Closed sjswerdloff closed 4 years ago

sjswerdloff commented 4 years ago

Return DICOM conformant UID in example

Description

changed example to convert uuid to string representation of bigint and append to an org root so the returned uid itself was DICOM conformant for an element with Value Representation of UI. Borrowed PYMEDPHYS_ROOT_UID for the example. Probably should have used PYDICOM org root: "1.2.826.0.1.3680043.8.498" or better yet... pydicom.uid.generate_uid() (which has an optional prefix/org_root argument) Related issues: # 130

Please include a summary of the change(s) and if relevant, any related issues above.

Checklist

or at least black didn't complain in any way it wasn't already complaining

Open questions

Questions that require more discussion or to be addressed in future development: Q1) Depending on the size/length of the org root, the generated value might need to be sliced to fit. This increases the likelihood of a collision. A mitigation of that is the use of the ORG_ROOT. Q2) As a child of pydicom, maybe it's better to use pydicom.uid.generate_uid() for the example

vsoch commented 4 years ago

hey @sjswerdloff thanks for the pointer on the contributing.md - I edited the first bullet so it directs all PRs to the master branch!
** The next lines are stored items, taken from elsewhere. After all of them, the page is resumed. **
PR #1249, opened 2022-01-24
Fix: support nested option types in `ak.is_none`

### LINKED ISSUE #1193: `ak.is_none` does not descend into option contents
### Version of Awkward Array

1.7.0

Currently, `ak.is_none` returns during the result building stage once it encounters an option type. This produces some interesting results when `ak.is_none` over nested option types:
  ```python3
  >>> index_of_index = ak.Array(
  ...     ak.layout.IndexedOptionArray64(
  ...         ak.layout.Index64(np.r_[0, 1, 2, 3]),
  ...         ak.layout.IndexedOptionArray64(
  ...             ak.layout.Index64(np.r_[0, -1, 2, 3]),
  ...             ak.layout.NumpyArray(np.r_[1, 2, 3, 4]),
  ...         ),
  ...     )
  ... )
  >>> index_of_index
  <Array [1, None, 5, 6] type='4 * ?union[?int64, ?int64]'>
  >>> ak.is_none(index_of_index)
  <Array [False, False, False, False] type='4 * bool'>
  ```

In these cases, it's visible in the type string that there is something funky going on with the layout, but the correct result would be a `NumpyArray` layout of union of bytemask arrays

It might be that the simplest solution here is to use the `transform_child_layouts` utility, and return the union of the option-layout bytemask and the result from `transform_child_layouts`, e.g.
```python3
def is_none(array, axis=0, highlevel=True, behavior=None):
    """
    Args:
        array: Data to check for missing values (None).
        axis (int): The dimension at which this operation is applied. The
            outermost dimension is `0`, followed by `1`, etc., and negative
            values count backward from the innermost: `-1` is the innermost
            dimension, `-2` is the next level up, etc.
            a low-level #ak.layout.Content subclass.
            high-level.

    Returns an array whose value is True where an element of `array` is None;
    False otherwise (at a given `axis` depth).
    """

    def apply(layout, depth, posaxis):
        posaxis = layout.axis_wrap_if_negative(posaxis)
        if posaxis == depth - 1:
            nplike = ak.nplike.of(layout)
            if isinstance(layout, ak._util.optiontypes):
                mask = nplike.asarray(layout.bytemask()).view(np.bool_)

                inner_mask = ak.to_numpy(
                    ak._util.transform_child_layouts(apply, layout, depth, posaxis)
                )
                return ak.layout.NumpyArray(mask | inner_mask)

            if isinstance(
                layout,
                (
                    ak._util.unknowntypes,
                    ak._util.listtypes,
                    ak._util.recordtypes,
                    ak.layout.NumpyArray,
                ),
            ):
                return ak.layout.NumpyArray(nplike.zeros(len(layout), dtype=np.bool_))

        return ak._util.transform_child_layouts(apply, layout, depth, posaxis)

    layout = ak.operations.convert.to_layout(array)

    out = apply(layout, 1, axis)

    return ak._util.maybe_wrap_like(out, array, behavior, highlevel)
```

This feels a bit clunky, but it makes the point :)

Alternatively, we could just call `ak.packed` here, which will ensure that merge-able layouts are merged. This solution won't fix other cases, though, e.g.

This is a great start for discussion! I think there are two ways to go about this - the first is to say "We don't want to go into gray area where we might potentially tell someone the wrong thing about generating uids. For the example here, we would update the function to be something named "generate_identity" and then perhaps use the same simple uuid.uuit4() to generate a PatientName or PatientID or something like that. The second option (that you've started here) is to keep the fields, and generate a unique id. But isn't this (for the most part) the job of the machine? So is is really a reasonable / real life example? My original intention was to show an example to generate a dummy identifier to replace the real identifiers during some de-identification process. For example, if we had dicoms for some research study. I suspect the researchers wouldn't care much about these fields and would just blank them.

Whatever we decide, we need to be consistent, because this particular generate_uid is found across several files (examples, code, and docs)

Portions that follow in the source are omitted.